# EXTRACTED DATA
--------

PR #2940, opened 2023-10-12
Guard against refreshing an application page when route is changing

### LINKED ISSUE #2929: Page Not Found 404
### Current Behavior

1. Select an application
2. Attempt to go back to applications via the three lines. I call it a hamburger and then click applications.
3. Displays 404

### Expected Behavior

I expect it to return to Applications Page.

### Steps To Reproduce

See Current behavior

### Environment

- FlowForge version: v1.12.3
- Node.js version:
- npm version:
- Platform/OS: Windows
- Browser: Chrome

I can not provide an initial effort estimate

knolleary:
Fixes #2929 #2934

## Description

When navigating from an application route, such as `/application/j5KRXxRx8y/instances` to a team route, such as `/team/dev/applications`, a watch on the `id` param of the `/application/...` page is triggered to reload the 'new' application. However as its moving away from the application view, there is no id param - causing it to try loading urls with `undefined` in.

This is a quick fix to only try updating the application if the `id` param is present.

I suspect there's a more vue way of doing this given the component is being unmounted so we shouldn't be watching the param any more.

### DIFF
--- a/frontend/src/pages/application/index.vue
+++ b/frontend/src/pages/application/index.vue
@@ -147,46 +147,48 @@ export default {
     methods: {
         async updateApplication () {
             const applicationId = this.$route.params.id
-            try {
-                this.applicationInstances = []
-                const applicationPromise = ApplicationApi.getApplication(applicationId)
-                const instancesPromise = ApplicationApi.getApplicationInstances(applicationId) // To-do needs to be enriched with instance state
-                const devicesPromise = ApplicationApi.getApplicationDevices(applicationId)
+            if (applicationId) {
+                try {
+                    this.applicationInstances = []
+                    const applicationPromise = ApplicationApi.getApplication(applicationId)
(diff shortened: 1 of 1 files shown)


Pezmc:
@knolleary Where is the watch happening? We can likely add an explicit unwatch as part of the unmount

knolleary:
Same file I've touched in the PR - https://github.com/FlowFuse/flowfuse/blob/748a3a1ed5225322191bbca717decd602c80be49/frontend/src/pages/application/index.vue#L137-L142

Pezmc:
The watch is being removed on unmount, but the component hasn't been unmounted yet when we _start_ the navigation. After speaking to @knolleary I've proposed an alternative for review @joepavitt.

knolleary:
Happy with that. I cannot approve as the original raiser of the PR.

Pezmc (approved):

--------

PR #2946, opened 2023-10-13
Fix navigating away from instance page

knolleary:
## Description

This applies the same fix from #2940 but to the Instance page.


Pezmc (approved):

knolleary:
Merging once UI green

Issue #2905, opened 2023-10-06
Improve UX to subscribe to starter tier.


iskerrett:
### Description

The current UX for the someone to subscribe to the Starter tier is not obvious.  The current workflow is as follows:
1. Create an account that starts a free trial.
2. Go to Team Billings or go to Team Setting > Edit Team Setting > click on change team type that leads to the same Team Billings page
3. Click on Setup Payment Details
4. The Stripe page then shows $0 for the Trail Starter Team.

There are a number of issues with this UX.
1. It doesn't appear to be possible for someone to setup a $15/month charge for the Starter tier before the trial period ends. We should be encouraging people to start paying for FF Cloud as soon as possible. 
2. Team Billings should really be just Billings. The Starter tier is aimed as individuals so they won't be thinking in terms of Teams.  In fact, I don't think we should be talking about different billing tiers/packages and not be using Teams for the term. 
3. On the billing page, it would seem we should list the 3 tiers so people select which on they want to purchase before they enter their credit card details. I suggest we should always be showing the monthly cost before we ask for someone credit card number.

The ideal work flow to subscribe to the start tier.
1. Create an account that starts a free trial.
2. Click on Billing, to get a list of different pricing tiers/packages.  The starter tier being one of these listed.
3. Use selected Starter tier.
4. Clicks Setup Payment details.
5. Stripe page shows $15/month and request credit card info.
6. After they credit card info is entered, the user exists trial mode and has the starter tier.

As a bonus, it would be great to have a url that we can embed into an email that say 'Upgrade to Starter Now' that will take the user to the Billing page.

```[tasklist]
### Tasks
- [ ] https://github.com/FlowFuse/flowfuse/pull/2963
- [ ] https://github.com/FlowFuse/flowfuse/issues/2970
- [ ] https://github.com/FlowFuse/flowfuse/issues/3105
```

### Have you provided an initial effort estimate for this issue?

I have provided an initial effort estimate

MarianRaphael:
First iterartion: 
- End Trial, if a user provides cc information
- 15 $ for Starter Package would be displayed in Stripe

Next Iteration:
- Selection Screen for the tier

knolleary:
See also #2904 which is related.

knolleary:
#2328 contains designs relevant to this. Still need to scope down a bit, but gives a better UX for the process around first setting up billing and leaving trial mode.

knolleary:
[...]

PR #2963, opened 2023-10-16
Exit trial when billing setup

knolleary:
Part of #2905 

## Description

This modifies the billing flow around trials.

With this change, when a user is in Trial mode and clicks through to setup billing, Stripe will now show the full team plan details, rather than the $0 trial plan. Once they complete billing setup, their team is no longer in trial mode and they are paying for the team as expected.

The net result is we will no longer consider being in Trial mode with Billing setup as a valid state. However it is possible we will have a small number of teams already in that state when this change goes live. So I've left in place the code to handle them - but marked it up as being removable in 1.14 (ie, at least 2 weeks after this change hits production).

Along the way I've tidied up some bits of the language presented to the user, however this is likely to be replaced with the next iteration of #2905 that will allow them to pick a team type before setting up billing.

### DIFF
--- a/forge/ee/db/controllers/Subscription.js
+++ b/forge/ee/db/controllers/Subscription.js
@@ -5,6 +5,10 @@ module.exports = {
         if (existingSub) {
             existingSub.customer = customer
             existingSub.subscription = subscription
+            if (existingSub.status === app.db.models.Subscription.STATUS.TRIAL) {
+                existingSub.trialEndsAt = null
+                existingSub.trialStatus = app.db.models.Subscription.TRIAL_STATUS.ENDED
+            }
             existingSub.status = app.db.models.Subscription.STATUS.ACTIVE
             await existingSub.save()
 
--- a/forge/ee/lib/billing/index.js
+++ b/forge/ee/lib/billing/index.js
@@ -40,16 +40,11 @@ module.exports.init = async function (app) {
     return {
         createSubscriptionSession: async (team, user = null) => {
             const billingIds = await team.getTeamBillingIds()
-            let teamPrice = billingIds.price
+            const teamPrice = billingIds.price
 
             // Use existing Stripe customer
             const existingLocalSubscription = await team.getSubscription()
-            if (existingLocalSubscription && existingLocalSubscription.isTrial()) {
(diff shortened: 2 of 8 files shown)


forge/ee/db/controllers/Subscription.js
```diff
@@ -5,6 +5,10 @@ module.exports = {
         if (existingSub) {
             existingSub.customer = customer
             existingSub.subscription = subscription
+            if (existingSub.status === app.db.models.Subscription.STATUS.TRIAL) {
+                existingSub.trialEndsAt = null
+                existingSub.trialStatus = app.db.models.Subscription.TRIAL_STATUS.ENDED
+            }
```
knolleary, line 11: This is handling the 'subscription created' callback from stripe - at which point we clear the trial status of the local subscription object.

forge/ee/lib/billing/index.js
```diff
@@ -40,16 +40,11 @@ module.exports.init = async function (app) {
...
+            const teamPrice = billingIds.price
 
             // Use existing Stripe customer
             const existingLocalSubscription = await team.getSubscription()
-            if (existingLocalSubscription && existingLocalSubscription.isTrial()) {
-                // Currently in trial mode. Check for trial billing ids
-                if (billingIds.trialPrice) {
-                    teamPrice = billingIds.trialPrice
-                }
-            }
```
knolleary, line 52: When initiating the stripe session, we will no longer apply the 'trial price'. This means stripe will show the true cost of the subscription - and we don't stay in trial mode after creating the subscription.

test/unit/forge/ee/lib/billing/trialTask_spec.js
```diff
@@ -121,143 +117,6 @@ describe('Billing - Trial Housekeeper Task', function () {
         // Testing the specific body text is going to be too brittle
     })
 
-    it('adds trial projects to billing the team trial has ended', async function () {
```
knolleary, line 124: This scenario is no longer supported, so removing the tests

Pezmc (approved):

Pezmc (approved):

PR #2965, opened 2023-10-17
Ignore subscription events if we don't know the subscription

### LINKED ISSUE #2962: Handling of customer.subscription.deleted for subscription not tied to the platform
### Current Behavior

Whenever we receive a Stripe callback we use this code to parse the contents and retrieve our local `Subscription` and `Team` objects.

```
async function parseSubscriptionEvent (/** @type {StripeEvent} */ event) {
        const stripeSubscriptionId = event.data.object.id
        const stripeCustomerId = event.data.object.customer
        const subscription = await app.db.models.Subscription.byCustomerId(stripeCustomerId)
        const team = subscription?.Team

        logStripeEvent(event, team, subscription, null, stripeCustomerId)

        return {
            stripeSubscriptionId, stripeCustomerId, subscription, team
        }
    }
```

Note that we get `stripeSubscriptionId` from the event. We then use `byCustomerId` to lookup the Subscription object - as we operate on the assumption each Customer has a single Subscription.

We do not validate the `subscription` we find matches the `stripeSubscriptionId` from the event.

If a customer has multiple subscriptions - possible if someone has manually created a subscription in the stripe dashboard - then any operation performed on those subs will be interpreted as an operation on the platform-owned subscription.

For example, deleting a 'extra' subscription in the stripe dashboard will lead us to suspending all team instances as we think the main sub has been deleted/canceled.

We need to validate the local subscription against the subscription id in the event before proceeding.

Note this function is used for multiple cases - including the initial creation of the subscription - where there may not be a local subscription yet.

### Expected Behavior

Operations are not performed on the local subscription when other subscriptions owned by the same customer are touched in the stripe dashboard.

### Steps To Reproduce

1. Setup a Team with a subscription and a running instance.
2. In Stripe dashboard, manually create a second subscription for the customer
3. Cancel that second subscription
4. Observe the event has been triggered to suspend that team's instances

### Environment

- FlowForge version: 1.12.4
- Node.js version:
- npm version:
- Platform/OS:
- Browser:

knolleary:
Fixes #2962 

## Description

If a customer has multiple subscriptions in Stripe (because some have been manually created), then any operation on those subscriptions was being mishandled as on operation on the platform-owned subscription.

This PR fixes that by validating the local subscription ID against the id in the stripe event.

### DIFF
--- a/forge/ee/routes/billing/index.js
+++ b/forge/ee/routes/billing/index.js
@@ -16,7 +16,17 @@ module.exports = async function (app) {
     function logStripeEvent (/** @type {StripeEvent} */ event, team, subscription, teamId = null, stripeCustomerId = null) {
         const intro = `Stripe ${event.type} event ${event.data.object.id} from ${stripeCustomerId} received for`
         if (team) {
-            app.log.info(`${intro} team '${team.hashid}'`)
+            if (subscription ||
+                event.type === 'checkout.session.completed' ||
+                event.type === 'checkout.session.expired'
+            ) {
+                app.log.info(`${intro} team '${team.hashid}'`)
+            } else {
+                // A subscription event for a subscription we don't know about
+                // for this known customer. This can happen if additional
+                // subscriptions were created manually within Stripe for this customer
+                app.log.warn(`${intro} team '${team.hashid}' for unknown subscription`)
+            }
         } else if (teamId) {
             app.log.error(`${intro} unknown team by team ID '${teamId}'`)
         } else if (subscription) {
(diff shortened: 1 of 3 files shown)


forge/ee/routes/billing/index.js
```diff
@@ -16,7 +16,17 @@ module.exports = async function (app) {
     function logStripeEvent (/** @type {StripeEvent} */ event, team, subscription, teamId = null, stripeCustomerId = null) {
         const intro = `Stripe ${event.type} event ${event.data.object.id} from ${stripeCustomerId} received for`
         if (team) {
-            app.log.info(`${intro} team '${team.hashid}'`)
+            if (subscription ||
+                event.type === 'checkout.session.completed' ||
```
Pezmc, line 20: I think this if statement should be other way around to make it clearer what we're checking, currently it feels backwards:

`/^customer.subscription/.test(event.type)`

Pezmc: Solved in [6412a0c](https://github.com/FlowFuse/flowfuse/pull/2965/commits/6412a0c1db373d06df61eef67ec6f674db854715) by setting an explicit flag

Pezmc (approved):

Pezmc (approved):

--------

# ASSIGNMENT
Reproduce the lines of the entries above from the one with "3. Cancel that second subscription" to the one with "If a customer has multiple subscriptions in", both included, exactly and without any other line.

# ANSWER TO THE PROBLEM
3. Cancel that second subscription
4. Observe the event has been triggered to suspend that team's instances

### Environment

- FlowForge version: 1.12.4
- Node.js version:
- npm version:
- Platform/OS:
- Browser:

knolleary:
Fixes #2962 

## Description

If a customer has multiple subscriptions in Stripe (because some have been manually created), then any operation on those subscriptions was being mishandled as on operation on the platform-owned subscription.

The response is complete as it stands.